Teresa WinterThe next city (CACAO, 2014)


Earlier this year, Teresa Winter’s Seven Sisters served as the inaugural release on experimental tape label CACAO, and it’s well worth grabbing from their website in high quality for free. The album sits in some otherworldly plane between experimental and lo-fi dreampop, throwing soft electronic loops and disintegrated noise into the mix. Sitting as a bridge of sorts around the record’s midway point is “The next city”, a tune that centers around a light, soothing melody played on what sounds like a dampened xylophone. It dives into a rough, unassuming drum beat almost immediately, then Winter begins to sing. Her voice is high enough to lift the track up with it, complementing the other layers, though her words are opaque – all you can make out is that they are words, only sung for her. Winter’s floating lilt, combined with the intangible, airy instrumentation, brings to mind the playful exploration and innocent curiosity of youth. As the track seems to turn half time and later loses its drums, it melts away like a lullaby that eventually sways you into slumber.


Download “The next city” FLAC Download “The next city” MP3


Leon Vynehall - It’s Just (House of Dupree) (3024, 2014)

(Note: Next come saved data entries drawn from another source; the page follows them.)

PR #3368, opened 2023-05-22
[frontend] fix broken Delete button in Analyst Workbench interface (#3363)

### LINKED ISSUE #3363: Broken Delete button in Analyst Workbench interface
## Description

The "inline" Delete Button to delete an entity, an observable, a container or a relationship in the analyst Workbench interface is broken. Nothing happen when it is clicked, even if the related checkbox is checked. 
image

To note: the Delete button in the toolbar is working fine.

## Environment

4. Other environment details:

## Reproducible Steps

1. { e.g. Run ... }
2. { e.g. Click ... }
3. { e.g. Error ... }

SouadHadjiat:
### Proposed changes

* fix call to function onClick (the argument was the event object)
* minor fix for dialog open attribute which should be a boolean (errors in console)

### Related issues

* https://github.com/OpenCTI-Platform/opencti/issues/3363

### Checklist

### DIFF
--- a/opencti-platform/opencti-front/src/private/components/common/files/workbench/WorkbenchFileContent.js
+++ b/opencti-platform/opencti-front/src/private/components/common/files/workbench/WorkbenchFileContent.js
@@ -3686,7 +3686,7 @@ const WorkbenchFileContentComponent = ({
       {currentTab === 2 && renderRelationships()}
       {currentTab === 3 && renderContainers()}
       <Dialog
-        open={deleteObject}
+        open={!!deleteObject}
         PaperProps={{ elevation: 1 }}
         keepMounted
         TransitionComponent={Transition}
@@ -3703,7 +3703,7 @@ const WorkbenchFileContentComponent = ({
           </Button>
           <Button
             color="secondary"
-            onClick={submitDeleteObject}
+            onClick={() => submitDeleteObject()}
           >
             {t('Remove')}
           </Button>


opencti-platform/opencti-front/src/private/components/common/files/workbench/WorkbenchFileContent.js
```diff
@@ -3686,7 +3686,7 @@ const WorkbenchFileContentComponent = ({
       {currentTab === 2 && renderRelationships()}
       {currentTab === 3 && renderContainers()}
       <Dialog
-        open={deleteObject}
+        open={!!deleteObject}
```
Kedae, line 3689: Why is that necessary ? It seems that deleteobject is either null, undefined or an object ?

SouadHadjiat: `open` parameter should be a boolean, I had warnings in the console

Kedae: Oh, I see. In that case we might want to enforce a rule between this usage and the Boolean(deleteObject) one ? What do you like the most ?

Archidoit:
Behavior tested --> OK

marieflorescontact (approved):

opencti-platform/opencti-front/src/private/components/common/files/workbench/WorkbenchFileContent.js
SouadHadjiat: a rule ? I don't understand

PR #3383, opened 2023-05-24
[backend/frontend] Add a new capability to restrict the access to users list (#3151)

### LINKED ISSUE #3151: Add a new capability to restrict the access to users list (assignees)
## Use case

Add a new capability to restrict the access to users list (assignees).

Problem: on a shared platform with read only access, everyone can see the list of all users / customers in Reports => Filters => Assignees.

SouadHadjiat:
### Proposed changes

* Add a new capability "Assign users" under "Knowledge update"
* Use aggregations for creators and assignee filters : filters will only return actual creators and assignees for the entity type searched.
* Retrict creators / assignees / members APIs : creators and members endpoints will return the full list only for "knowledge update" capability and assignees is restricted with the newly added "knowledge update assign" capability

#### To test the issue : 
- log with user that doesn't have bypass capability
- In a list of entities (for example reports), in the autocomplete filters "assignee" and "technical creator" you should have only actual assignees and creators of the searched entities (instead of all the users of the platform)
- When you select an entity (like a report), and try to edit it, you should not be able to see "assign to" field if you don't have the new capability "Assign users"

### Related issues

* https://github.com/OpenCTI-Platform/opencti/issues/3151

### Checklist


opencti-platform/opencti-front/src/private/components/common/form/ObjectAssigneeField.jsx
```diff
@@ -101,34 +103,36 @@ class ObjectAssigneeField extends Component {
...
-              <div className={classes.icon}>
-                <ItemIcon type={option.type} />
-              </div>
-              <div className={classes.text}>{option.label}</div>
-            </li>
-          )}
-          classes={{ clearIndicator: classes.autoCompleteIndicator }}
-        />
-      </div>
+        <Security needs={[KNOWLEDGE_KNUPDATE_KNASSIGN]}>
```
marieflorescontact: Maybe  you could migrate the component into pure function? 😇

opencti-platform/opencti-graphql/src/database/engine.js
```diff
@@ -857,13 +857,10 @@ export const elFindByIds = async (context, user, ids, opts = {}) => {
...
-      const id = workingIds[i];
-      for (let indexType = 0; indexType < elementTypes.length; indexType += 1) {
-        const elementType = elementTypes[indexType];
-        const term = { [`${elementType}.keyword`]: id };
-        idsTermsPerType.push({ term });
-      }
+    for (let indexType = 0; indexType < elementTypes.length; indexType += 1) {
+      const elementType = elementTypes[indexType];
+      const terms = { [`${elementType}.keyword`]: workingIds };
+      idsTermsPerType.push({ terms });
```
SarahBocognano, line 863: Why did you rework that part ?

opencti-platform/opencti-graphql/src/database/engine.js
```diff
@@ -1507,6 +1501,64 @@ export const elAggregationRelationsCount = async (context, user, indexName, opti
       throw DatabaseError('[SEARCH] Fail processing AggregationRelationsCount', { error: e });
     });
 };
+
+export const elAggregationsList = async (context, user, indexName, aggregations = [], options = {}) => {
```
SarahBocognano: Just curious about what this method doing exactly

SarahBocognano (commented):
Tested ✅

opencti-platform/opencti-graphql/src/database/engine.js
SouadHadjiat: yes it's a good question, I had to use this method to resolve entities by ids (ids that I get from the aggregation query) and I saw that we used "term" query with multiple values instead of a "terms" query.

opencti-platform/opencti-graphql/src/migrations/1685090556916-add-assign-users-capability.js
```diff
@@ -0,0 +1,19 @@
+import { executionContext, SYSTEM_USER } from '../utils/access';
+import { logApp } from '../config/conf';
+import { addCapability } from '../domain/grant';
+
+export const up = async (next) => {
```
RomuDeuxfois: Now, we neeed to have the capability KNOWLEDGE_KNUPDATE_KNASSIGN to see some fields
Should we add this capa for all existing users ? To have the same behaviors as before this changes.

opencti-platform/opencti-front/src/private/components/events/incidents/IncidentsCards.tsx
```diff
@@ -88,6 +88,7 @@ const IncidentsCards: FunctionComponent<IncidentsCardsProps> = ({
     linesQuery: incidentsCardsAndLinesPaginationQuery,
     linesFragment: IncidentsCardsAndLinesFragment,
     queryRef,
+    nodePath: ['incidents', 'pageInfo', 'globalCount'],
```
RomuDeuxfois, line 91: Does that fix a bug ?

opencti-platform/opencti-front/src/utils/filters/useSearchEntities.tsx
```diff
@@ -243,6 +243,9 @@ const useSearchEntities = ({
   }));
   const searchEntities = (
     filterKey: string,
+    searchContext: { entityType: string },
+    cacheEntities: Record<string, { label: string, value: string, type: string }[]>,
```
RomuDeuxfois, line 277: Good idea !

opencti-platform/opencti-graphql/src/database/engine.js
```diff
@@ -1507,6 +1501,64 @@ export const elAggregationRelationsCount = async (context, user, indexName, opti
...
+      body,
+    };
+    const searchType = `Aggregations (${aggregations.map((agg) => agg.field)?.join(', ')})`;
+    const data = await elRawSearch(context, user, searchType, query).catch((err) => {
+      throw DatabaseError('[SEARCH] Aggregations list fail', { error: err, query });
+    });
+    const aggsMap = Object.keys(data.aggregations);
+    const aggsValues = R.uniq(R.flatten(aggsMap.map((agg) => data.aggregations[agg].buckets?.map((b) => b.key))));
+    const aggsElements = resolveByIds
+      ? await elFindByIds(context, user, aggsValues, { baseData: true, baseFields: ['internal_id', 'name', 'entity_type'] })
```
RomuDeuxfois: The base field name is not present for all the entity
Maybe it is better to parametize it ?

opencti-platform/opencti-graphql/src/database/engine.js
RomuDeuxfois: I think the way to do it is good, but there are two queries.
I don't know if that lead to performance issues ?

opencti-platform/opencti-graphql/src/domain/user.js
```diff
@@ -139,6 +148,24 @@ export const findAll = (context, user, args) => {
   return listEntities(context, user, [ENTITY_TYPE_USER], args);
 };
 
+export const findCreators = (context, user, args) => {
+  const { onlyUsed = false, entityType = null } = args;
+  if (!onlyUsed && isUserHasCapability(user, KNOWLEDGE_UPDATE)) {
```
RomuDeuxfois: I don't understand the usage of onlyUsed

PR #3468, opened 2023-06-06
[frontend] Add the lasso selection tool in graphs (#3109)

### LINKED ISSUE #3109: Implement lasso selection in graph in addition to rectangle selection
## Use case

Implement lasso selection in graph in addition to rectangle selection

Kedae:
Be careful while testing it to use as many items in graph as possible as I had to change the render behavior of the Graph. We could have some corner cases I missed.

### DIFF
--- a/opencti-platform/opencti-front/src/private/components/analysis/reports/ReportKnowledgeCorrelation.jsx
+++ b/opencti-platform/opencti-front/src/private/components/analysis/reports/ReportKnowledgeCorrelation.jsx
@@ -1,35 +1,23 @@
-import React, { Component } from 'react';
+import withTheme from '@mui/styles/withTheme';
 import * as PropTypes from 'prop-types';
 import * as R from 'ramda';
-import SpriteText from 'three-spritetext';
-import { debounce } from 'rxjs/operators';
-import { Subject, timer } from 'rxjs';
-import { graphql, createFragmentContainer } from 'react-relay';
+import React, { Component } from 'react';
 import ForceGraph2D from 'react-force-graph-2d';
 import ForceGraph3D from 'react-force-graph-3d';
-import withTheme from '@mui/styles/withTheme';
-import { withRouter } from 'react-router-dom';
 import RectangleSelection from 'react-rectangle-selection';
+import { createFragmentContainer, graphql } from 'react-relay';
+import { withRouter } from 'react-router-dom';
+import { Subject, timer } from 'rxjs';
+import { debounce } from 'rxjs/operators';
+import SpriteText from 'three-spritetext';
 import inject18n from '../../../../components/i18n';
 import { commitMutation, fetchQuery } from '../../../../relay/environment';
-import {
-  buildCorrelationData,
-  computeTimeRangeInterval,
-  computeTimeRangeValues,
-  decodeGraphData,
-  encodeGraphData,
-  linkPaint,
-  nodeAreaPaint,
-  nodePaint,
-  nodeThreePaint,
-} from '../../../../utils/Graph';
-import {
-  buildViewParamsFromUrlAndStorage,
-  saveViewParameters,
-} from '../../../../utils/ListParameters';
-import ReportKnowledgeGraphBar from './ReportKnowledgeGraphBar';
-import { reportMutationFieldPatch } from './ReportEditionOverview';
 import { hexToRGB } from '../../../../utils/Colors';
+import { buildCorrelationData, computeTimeRangeInterval, computeTimeRangeValues, decodeGraphData, encodeGraphData, linkPaint, nodeAreaPaint, nodePaint, nodeThreePaint } from '../../../../utils/Graph';
+import LassoSelection from '../../../../utils/graph/LassoSelection';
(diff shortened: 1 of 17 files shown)


Archidoit:
- Select things with lasso
- Select things with rectangle selection
- Some weird behaviors occur

image

image


---
@Kedae : Done

SarahBocognano:
Except the weird behavior that @Archidoit pointed out, everything seems to work.

opencti-platform/opencti-front/src/private/components/analysis/reports/ReportKnowledgeCorrelation.jsx
```diff
@@ -284,7 +271,9 @@ class ReportKnowledgeCorrelationComponent extends Component {
     );
     this.state = {
       mode3D: R.propOr(false, 'mode3D', params),
-      selectModeFree: R.propOr(false, 'selectModeFree', params),
+      selectRectangleModeFree: R.propOr(false, 'selectRectangleModeFree', params),
+      selectModeFree: !!params.selectModeFree,
```
richard-julien: Not useful

opencti-platform/opencti-front/src/private/components/analysis/reports/ReportKnowledge.jsx
```diff
@@ -123,7 +123,7 @@ class ReportKnowledgeComponent extends Component {
     const params = buildViewParamsFromUrlAndStorage(
       props.history,
       props.location,
-      `view-report-knowledge-${props.report.id}`,
+      `view-report-${props.report.id}-knowledge`,
```
richard-julien: Impact needs to be checked

opencti-platform/opencti-front/src/private/components/analysis/reports/ReportKnowledgeCorrelation.jsx
```diff
@@ -397,8 +411,24 @@ class ReportKnowledgeCorrelationComponent extends Component {
...
+
   handleToggleSelectModeFree() {
-    this.setState({ selectModeFree: !this.state.selectModeFree }, () => this.saveParameters());
+    document.removeEventListener('mousedown', this.startFreeHandFunction);
+    document.removeEventListener('mouseup', this.stopFreeHandFunction);
+    this.setState({
+      selectModeFree: !this.state.selectModeFree,
+      selectRectangleModeFree: false,
+    }, () => this.saveParameters());
+    if (!this.state.selectModeFree) {
```
richard-julien: Can be simplify

opencti-platform/opencti-front/src/utils/Graph.js
```diff
@@ -1198,3 +1198,78 @@ export const parseDomain = (data) => [
...
+      // Invert odd
+      odd = !odd;
+    }
+    j = i;
+  }
+  // If the number of crossings was odd, the point is in the polygon
+  return odd;
+};
+
+// TEST FOR UTILITY
```
richard-julien: To be cleaned

richard-julien (changes requested):

richard-julien (commented):
Comment

richard-julien:
Looks like sometimes click handler are not correctly canceled.
Like @Archidoit already mentionned.
I also be able to do something like this.

image

richard-julien:
Another question also, do we really want to complete the drag in case of open selection?

--- 
@Kedae I honesly thinks that it is much easier to use and to understand that way. May be we should go this way for a V1, and then update the algorithm if some users struggle with it ? @Jipegien Any thoughts on that ?

opencti-platform/opencti-front/src/utils/Graph.js
Kedae: Sorry, I told you garbage yesterday. Those methods are actually the ones used to make the lasso work. So I'll simply modify the comments to explain that.

opencti-platform/opencti-front/src/private/components/analysis/reports/ReportKnowledgeCorrelation.jsx
Kedae: Done

opencti-platform/opencti-front/src/private/components/analysis/reports/ReportKnowledge.jsx
Kedae: Done, misread the code, reverted those

opencti-platform/opencti-front/src/private/components/analysis/reports/ReportKnowledgeCorrelation.jsx
Kedae: Done

Jipegien:
@richard-julien @Kedae  about drag completion. As a user,  i will be upset to see my entire and complex selection being cancelled because I miss to cross my drag from 3 pixels. Plus, I think if we autocomplete the drag, it will not bother users that used to complete their drags, as it is straightforward to drag again even if elements are selected.

SarahBocognano (approved):
Tested after changes ✅

RomuDeuxfois (approved):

Without meaning to sound too hyperbolic, Music for the Uninvited is definitely going to be looked back on as a highlight of the year – largely owing to the fact that it’s such a joyous triumph. Leon Vynehall considers it to exist somewhere between an EP and an album, and it certainly has a cohesive fluidity holding it together. Conceived from Vynehall’s younger memories affectative of the tape format, it starts with a strikingly elegant beatless house jam of endearing cello movements on the Zelda-referencing “Inside the Deku Tree”, and the record peaks at “It’s Just (House of Dupree)”, a more straightforward floorfiller. The title reflects the sampled monologue that introduces the track, explaining the climate of New York’s ball culture before the looped vocal kicks in – it might be a spliced version of the words “It’s Just”, however it pans across as if you’re stood by a carousel and someone on the ride is trying to tell you something but all you’re getting is unintelligible Doppler shift. The beat is uplifting and persists long enough to coerce the most stubborn of listeners, tickled by tape crackle and briefly-arpeggiated melodies. The breakdown brings in rhythmic strings which return for a decisive epilogue at the end of the tune – all good things must come to an end, but sometimes that moment can be just as wondrous.